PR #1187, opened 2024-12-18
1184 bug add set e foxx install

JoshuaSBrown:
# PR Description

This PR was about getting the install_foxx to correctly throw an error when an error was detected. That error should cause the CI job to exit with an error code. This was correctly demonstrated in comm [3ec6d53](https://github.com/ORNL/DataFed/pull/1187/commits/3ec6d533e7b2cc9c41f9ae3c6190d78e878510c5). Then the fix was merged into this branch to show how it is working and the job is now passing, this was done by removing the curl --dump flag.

============

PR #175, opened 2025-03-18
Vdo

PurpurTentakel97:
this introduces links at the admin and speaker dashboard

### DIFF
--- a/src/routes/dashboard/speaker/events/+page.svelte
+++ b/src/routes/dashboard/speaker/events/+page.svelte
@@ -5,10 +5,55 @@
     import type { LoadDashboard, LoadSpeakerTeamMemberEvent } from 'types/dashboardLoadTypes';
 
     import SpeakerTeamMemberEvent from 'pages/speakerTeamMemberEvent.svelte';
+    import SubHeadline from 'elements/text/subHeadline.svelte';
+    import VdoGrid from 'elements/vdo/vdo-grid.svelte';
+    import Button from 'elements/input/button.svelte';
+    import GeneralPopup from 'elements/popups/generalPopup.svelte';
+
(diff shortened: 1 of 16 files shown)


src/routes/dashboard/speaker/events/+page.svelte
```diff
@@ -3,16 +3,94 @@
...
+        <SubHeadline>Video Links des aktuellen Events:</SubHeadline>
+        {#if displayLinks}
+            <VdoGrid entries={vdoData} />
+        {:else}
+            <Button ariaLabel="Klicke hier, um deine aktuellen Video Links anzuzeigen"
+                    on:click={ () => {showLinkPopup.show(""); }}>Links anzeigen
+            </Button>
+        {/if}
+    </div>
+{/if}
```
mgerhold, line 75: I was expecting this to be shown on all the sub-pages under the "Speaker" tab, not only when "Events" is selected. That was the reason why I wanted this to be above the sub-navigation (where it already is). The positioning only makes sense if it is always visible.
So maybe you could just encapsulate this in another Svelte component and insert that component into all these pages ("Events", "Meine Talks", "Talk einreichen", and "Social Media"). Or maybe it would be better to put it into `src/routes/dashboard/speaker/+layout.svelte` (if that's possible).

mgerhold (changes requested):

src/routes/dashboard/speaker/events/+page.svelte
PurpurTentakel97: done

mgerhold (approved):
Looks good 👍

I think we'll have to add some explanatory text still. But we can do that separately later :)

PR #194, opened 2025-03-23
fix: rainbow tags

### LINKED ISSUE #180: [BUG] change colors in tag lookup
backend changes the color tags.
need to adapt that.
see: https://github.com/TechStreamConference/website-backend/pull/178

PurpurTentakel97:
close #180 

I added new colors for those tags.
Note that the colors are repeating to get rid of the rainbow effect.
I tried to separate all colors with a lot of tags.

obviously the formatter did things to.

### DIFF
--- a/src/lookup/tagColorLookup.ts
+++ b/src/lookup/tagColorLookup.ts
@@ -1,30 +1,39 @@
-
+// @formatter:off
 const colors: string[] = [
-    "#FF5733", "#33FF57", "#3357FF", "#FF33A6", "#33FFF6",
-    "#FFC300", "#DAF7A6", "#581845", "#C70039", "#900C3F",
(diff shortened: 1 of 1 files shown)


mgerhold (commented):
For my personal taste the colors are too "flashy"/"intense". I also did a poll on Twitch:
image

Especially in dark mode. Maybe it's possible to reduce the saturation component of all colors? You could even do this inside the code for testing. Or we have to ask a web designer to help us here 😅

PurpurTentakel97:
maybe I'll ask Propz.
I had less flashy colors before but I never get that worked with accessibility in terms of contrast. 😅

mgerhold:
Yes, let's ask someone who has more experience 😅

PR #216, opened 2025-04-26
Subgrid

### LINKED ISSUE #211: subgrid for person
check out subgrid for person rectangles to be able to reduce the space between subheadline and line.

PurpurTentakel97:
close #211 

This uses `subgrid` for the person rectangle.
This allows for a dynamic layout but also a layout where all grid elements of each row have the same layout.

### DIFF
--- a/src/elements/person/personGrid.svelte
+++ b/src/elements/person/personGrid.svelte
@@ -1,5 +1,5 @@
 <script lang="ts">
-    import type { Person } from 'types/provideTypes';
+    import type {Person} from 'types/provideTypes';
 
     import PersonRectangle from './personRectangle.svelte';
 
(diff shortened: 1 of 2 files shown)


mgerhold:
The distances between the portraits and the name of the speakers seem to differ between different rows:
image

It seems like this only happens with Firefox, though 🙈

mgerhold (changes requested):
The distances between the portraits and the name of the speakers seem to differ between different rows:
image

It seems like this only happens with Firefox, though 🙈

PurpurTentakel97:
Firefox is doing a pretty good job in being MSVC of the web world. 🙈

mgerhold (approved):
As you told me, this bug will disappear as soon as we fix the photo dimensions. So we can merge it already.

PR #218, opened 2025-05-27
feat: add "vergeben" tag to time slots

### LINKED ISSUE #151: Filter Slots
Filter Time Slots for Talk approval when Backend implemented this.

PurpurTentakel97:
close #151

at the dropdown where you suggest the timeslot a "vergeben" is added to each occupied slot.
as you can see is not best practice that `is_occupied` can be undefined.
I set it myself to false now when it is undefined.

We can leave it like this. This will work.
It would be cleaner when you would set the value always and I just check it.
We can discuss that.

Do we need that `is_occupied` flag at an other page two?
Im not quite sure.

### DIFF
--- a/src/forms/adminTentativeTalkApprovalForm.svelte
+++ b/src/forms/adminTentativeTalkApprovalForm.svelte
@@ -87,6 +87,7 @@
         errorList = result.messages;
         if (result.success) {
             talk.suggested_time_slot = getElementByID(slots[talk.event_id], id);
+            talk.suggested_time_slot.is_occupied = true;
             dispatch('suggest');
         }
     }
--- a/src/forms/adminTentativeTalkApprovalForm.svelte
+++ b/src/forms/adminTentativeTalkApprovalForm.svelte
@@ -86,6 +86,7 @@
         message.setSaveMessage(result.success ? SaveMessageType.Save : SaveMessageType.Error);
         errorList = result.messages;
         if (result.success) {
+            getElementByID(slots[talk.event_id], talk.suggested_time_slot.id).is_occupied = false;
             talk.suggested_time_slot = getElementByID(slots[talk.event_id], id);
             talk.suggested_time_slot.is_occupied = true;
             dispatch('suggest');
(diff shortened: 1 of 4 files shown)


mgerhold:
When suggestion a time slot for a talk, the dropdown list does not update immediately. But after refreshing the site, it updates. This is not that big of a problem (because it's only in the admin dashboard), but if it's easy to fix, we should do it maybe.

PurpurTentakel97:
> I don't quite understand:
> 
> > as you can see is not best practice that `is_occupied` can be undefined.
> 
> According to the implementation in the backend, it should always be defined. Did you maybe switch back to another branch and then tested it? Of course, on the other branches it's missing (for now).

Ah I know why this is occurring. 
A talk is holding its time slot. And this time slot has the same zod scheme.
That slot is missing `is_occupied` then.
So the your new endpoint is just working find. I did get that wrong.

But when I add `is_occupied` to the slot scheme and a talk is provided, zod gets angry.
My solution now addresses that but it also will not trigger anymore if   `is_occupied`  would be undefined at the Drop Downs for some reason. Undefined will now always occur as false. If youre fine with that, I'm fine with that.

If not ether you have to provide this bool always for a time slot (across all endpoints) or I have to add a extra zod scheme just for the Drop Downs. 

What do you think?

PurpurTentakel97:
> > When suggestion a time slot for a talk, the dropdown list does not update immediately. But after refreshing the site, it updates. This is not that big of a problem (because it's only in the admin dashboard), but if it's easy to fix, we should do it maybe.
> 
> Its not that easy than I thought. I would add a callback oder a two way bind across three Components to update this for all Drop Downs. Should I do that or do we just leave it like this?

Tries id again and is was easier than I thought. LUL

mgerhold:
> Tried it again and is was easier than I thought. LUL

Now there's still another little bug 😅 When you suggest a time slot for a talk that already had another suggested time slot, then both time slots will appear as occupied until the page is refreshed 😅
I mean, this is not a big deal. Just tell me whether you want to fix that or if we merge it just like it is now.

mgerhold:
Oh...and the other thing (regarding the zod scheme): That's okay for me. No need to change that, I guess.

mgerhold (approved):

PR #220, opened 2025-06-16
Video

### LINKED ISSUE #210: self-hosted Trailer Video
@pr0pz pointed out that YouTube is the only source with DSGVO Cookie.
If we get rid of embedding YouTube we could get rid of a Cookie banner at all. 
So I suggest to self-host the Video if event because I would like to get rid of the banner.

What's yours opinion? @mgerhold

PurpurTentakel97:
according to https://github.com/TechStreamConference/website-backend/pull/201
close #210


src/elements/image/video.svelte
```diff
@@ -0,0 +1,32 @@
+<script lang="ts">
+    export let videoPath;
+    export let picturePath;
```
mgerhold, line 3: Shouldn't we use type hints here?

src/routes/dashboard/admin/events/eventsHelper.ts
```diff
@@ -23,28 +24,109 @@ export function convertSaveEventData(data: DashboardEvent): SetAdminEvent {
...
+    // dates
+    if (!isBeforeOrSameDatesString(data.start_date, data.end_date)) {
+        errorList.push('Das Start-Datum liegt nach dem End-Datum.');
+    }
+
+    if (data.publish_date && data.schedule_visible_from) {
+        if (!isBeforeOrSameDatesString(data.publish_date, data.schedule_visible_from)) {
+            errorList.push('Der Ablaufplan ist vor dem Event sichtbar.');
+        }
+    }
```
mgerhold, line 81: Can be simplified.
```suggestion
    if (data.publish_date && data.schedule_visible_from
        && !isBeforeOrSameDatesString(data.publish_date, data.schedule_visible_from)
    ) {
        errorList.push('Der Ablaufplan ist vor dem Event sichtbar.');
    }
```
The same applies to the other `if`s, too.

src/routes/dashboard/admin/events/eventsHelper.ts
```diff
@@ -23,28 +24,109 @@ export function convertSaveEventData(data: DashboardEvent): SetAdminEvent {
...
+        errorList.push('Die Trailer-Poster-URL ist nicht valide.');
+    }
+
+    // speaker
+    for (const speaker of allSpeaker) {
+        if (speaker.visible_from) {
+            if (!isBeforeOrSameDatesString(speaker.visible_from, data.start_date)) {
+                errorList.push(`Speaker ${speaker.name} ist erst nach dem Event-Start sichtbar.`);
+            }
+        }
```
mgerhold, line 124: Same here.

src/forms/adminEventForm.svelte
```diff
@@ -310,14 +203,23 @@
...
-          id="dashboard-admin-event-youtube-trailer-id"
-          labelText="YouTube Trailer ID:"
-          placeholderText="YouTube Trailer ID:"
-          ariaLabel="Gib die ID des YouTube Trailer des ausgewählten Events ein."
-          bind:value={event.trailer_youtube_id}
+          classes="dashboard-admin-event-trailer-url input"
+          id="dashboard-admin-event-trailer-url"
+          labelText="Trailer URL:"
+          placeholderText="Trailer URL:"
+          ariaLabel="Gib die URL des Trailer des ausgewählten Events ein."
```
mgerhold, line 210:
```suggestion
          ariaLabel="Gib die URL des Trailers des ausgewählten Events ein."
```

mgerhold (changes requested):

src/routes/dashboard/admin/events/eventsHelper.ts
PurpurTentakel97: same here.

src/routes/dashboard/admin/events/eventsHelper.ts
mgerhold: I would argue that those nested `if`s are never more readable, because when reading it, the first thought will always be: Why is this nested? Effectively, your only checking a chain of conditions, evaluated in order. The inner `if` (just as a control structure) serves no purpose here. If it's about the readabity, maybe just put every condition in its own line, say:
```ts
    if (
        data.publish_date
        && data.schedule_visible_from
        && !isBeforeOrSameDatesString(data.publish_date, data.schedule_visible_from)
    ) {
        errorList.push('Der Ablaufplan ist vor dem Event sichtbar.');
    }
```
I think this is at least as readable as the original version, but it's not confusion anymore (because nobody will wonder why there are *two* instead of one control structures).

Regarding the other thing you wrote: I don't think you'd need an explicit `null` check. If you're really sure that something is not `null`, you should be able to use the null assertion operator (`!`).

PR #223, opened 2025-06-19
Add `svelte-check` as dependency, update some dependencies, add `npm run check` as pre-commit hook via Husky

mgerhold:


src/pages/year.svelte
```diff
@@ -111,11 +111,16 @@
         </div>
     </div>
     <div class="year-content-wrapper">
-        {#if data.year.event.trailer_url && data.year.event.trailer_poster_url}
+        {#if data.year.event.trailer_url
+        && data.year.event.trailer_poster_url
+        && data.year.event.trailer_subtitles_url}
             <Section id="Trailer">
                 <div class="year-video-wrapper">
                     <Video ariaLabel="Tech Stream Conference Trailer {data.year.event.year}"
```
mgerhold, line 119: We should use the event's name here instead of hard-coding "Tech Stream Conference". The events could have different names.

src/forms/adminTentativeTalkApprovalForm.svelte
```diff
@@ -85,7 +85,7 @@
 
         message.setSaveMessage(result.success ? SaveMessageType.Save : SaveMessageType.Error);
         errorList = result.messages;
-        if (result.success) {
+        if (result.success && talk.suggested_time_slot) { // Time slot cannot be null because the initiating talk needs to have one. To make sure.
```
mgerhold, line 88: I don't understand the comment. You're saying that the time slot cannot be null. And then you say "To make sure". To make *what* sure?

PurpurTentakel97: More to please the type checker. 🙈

============

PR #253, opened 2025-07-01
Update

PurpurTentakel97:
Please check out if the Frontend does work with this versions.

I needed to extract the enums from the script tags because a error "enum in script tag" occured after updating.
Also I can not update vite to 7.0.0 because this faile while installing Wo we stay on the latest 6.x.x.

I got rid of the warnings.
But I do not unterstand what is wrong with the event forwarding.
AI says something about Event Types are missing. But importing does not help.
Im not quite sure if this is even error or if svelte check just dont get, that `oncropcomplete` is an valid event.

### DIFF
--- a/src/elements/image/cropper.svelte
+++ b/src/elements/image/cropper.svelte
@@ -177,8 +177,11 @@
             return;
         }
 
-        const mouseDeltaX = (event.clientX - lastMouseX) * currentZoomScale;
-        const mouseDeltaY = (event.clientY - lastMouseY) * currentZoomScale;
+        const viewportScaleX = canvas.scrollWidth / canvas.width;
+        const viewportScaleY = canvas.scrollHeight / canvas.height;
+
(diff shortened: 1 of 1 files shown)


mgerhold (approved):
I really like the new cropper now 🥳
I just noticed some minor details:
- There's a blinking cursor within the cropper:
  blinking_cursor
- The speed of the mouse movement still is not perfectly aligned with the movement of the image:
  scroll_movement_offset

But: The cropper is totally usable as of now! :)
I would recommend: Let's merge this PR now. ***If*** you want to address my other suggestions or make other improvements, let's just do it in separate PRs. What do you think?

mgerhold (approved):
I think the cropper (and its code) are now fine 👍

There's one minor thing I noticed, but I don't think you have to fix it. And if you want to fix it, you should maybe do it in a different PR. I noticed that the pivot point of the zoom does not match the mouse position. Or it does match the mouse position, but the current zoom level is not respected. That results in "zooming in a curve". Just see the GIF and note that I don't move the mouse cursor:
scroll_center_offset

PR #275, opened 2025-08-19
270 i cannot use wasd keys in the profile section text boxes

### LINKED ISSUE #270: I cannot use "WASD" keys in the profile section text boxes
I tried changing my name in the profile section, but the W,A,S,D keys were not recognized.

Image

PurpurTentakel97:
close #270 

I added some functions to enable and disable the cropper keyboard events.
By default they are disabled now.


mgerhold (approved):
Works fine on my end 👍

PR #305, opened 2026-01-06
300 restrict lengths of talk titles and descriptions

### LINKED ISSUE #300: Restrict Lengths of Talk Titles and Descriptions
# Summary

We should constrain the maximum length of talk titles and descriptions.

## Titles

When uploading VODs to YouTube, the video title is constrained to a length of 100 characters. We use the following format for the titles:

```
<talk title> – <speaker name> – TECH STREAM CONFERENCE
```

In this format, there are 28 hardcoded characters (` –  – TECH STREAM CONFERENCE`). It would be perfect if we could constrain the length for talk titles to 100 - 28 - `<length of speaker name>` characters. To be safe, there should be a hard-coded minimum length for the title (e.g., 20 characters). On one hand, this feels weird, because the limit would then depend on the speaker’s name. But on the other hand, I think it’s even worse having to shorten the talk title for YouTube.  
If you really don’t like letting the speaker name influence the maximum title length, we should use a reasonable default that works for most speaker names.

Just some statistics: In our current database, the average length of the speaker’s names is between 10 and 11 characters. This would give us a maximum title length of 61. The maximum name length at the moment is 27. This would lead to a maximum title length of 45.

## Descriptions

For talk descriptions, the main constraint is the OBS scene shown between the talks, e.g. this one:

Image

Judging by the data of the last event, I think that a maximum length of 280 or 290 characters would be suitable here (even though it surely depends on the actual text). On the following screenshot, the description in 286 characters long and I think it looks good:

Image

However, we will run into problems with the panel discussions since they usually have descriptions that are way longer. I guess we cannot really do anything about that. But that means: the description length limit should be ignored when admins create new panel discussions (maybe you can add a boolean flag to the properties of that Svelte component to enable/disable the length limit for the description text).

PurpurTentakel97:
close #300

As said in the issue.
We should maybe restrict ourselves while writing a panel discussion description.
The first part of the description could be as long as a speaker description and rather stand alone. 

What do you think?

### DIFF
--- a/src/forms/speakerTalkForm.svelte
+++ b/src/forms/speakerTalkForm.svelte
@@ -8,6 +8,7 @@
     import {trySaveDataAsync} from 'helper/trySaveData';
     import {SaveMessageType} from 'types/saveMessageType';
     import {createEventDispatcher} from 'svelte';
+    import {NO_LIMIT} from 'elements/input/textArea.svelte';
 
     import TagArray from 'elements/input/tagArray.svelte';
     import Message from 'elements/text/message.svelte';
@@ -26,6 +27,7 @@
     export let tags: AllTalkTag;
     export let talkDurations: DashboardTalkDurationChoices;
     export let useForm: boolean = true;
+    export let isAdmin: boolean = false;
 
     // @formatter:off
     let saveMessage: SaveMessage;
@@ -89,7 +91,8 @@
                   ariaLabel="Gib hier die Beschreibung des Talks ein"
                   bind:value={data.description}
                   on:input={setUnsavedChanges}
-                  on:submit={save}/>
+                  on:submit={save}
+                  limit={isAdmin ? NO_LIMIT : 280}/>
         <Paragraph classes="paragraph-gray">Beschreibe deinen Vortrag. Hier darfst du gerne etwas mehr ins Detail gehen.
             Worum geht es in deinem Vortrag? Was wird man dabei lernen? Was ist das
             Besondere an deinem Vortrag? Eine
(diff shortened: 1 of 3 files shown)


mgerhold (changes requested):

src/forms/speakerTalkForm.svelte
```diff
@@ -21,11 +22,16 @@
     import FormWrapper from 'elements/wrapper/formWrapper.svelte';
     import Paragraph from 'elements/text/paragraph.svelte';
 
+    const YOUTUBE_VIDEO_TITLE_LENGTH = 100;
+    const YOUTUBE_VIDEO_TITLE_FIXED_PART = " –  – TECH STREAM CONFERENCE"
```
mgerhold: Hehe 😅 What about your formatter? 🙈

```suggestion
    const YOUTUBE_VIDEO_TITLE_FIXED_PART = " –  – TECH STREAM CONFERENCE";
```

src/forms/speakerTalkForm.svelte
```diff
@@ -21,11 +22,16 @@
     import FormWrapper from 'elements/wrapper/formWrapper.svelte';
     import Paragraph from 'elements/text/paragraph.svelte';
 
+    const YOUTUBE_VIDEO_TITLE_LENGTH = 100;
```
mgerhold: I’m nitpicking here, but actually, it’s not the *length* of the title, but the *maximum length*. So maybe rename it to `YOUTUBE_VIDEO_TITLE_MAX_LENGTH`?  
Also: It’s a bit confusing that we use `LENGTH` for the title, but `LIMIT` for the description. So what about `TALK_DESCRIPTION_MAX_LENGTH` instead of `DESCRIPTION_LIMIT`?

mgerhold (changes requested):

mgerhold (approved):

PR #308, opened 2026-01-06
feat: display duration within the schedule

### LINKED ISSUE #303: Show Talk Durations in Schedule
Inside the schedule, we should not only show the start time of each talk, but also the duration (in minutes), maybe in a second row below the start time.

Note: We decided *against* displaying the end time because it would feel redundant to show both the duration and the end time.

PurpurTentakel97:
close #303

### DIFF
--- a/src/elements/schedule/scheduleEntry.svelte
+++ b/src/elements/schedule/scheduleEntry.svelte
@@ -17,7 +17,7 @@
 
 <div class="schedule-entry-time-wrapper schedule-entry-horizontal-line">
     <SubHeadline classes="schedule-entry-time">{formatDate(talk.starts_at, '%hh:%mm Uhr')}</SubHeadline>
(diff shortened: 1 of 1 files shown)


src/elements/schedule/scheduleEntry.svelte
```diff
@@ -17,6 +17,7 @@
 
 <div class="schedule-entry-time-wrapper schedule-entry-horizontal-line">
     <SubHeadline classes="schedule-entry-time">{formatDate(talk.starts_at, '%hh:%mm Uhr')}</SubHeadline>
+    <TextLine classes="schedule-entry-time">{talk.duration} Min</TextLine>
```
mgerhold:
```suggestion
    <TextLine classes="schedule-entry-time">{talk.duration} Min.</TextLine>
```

============

Working from the material above, retype exactly the lines from the one with "If not ether" through the one with "with DSGVO Cookie.", both included, and only those lines.

If not ether you have to provide this bool always for a time slot (across all endpoints) or I have to add a extra zod scheme just for the Drop Downs. 

What do you think?

PurpurTentakel97:
> > When suggestion a time slot for a talk, the dropdown list does not update immediately. But after refreshing the site, it updates. This is not that big of a problem (because it's only in the admin dashboard), but if it's easy to fix, we should do it maybe.
> 
> Its not that easy than I thought. I would add a callback oder a two way bind across three Components to update this for all Drop Downs. Should I do that or do we just leave it like this?

Tries id again and is was easier than I thought. LUL

mgerhold:
> Tried it again and is was easier than I thought. LUL

Now there's still another little bug 😅 When you suggest a time slot for a talk that already had another suggested time slot, then both time slots will appear as occupied until the page is refreshed 😅
I mean, this is not a big deal. Just tell me whether you want to fix that or if we merge it just like it is now.

mgerhold:
Oh...and the other thing (regarding the zod scheme): That's okay for me. No need to change that, I guess.

mgerhold (approved):

PR #220, opened 2025-06-16
Video

### LINKED ISSUE #210: self-hosted Trailer Video
@pr0pz pointed out that YouTube is the only source with DSGVO Cookie.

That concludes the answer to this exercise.